MATERIAL PROVIDED below:

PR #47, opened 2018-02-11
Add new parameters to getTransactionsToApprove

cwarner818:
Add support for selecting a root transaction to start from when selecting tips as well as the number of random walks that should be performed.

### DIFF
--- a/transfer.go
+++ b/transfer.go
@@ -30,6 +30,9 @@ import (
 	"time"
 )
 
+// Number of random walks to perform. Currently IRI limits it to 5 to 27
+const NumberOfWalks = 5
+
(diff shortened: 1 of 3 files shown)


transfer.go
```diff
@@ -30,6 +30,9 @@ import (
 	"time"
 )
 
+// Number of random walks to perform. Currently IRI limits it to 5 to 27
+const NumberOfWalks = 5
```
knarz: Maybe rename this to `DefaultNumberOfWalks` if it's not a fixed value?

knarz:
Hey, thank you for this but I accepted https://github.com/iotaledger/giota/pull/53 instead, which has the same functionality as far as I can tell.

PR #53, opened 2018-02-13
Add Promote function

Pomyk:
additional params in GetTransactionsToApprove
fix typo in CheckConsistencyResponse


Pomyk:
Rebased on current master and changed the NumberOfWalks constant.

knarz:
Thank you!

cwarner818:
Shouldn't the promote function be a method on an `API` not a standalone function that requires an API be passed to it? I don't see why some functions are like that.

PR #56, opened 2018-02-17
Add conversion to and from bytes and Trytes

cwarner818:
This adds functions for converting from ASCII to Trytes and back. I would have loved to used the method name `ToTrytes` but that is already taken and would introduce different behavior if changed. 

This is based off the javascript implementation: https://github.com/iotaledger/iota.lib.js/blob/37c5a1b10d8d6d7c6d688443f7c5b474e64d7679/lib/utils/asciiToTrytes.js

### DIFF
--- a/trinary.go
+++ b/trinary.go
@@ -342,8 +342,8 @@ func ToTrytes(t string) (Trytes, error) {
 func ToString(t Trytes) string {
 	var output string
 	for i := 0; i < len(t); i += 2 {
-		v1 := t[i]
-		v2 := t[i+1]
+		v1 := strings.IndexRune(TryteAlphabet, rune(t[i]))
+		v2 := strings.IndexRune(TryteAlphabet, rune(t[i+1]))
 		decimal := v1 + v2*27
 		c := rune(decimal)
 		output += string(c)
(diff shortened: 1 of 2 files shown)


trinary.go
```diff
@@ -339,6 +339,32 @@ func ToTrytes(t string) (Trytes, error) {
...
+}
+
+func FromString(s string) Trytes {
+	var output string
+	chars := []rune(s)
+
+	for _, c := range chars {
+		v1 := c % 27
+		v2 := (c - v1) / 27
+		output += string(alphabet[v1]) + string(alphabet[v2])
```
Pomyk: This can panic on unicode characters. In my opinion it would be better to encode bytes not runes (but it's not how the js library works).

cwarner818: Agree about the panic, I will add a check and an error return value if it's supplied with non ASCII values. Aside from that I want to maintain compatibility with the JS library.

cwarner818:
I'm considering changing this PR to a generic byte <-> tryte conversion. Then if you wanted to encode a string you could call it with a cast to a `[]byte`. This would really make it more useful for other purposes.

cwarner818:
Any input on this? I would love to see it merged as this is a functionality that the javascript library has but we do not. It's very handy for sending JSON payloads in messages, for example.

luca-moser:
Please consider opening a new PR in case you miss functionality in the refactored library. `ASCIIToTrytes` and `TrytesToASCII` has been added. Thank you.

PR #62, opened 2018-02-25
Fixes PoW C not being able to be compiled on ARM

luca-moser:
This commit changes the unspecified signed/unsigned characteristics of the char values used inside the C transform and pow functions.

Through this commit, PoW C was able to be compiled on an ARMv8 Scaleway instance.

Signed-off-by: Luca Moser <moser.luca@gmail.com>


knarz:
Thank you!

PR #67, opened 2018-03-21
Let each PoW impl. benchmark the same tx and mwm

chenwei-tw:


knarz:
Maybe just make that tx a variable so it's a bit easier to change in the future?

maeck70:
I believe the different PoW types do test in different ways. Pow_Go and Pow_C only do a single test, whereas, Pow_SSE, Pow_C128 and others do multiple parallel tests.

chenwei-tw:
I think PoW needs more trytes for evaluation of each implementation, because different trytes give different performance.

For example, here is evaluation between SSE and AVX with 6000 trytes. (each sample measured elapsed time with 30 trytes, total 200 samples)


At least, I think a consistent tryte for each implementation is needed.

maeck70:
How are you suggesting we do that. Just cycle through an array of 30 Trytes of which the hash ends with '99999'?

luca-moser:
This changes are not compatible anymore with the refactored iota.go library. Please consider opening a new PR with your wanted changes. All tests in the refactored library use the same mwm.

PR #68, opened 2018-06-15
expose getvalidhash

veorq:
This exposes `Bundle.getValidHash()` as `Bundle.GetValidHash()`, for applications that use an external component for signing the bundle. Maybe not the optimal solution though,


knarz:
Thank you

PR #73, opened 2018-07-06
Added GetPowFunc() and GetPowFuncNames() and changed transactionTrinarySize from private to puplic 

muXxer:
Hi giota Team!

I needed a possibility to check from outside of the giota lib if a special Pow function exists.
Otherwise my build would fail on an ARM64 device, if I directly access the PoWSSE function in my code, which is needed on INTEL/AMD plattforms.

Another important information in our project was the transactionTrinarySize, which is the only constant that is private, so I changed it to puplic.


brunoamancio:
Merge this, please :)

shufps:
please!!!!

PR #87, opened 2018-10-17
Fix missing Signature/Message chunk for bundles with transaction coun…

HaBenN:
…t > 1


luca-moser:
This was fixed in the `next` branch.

End of MATERIAL PROVIDED.

TASK GOAL = Say how many lines of the records include the word "iotaledger", and give nothing but the number.

TASK RESULT = 2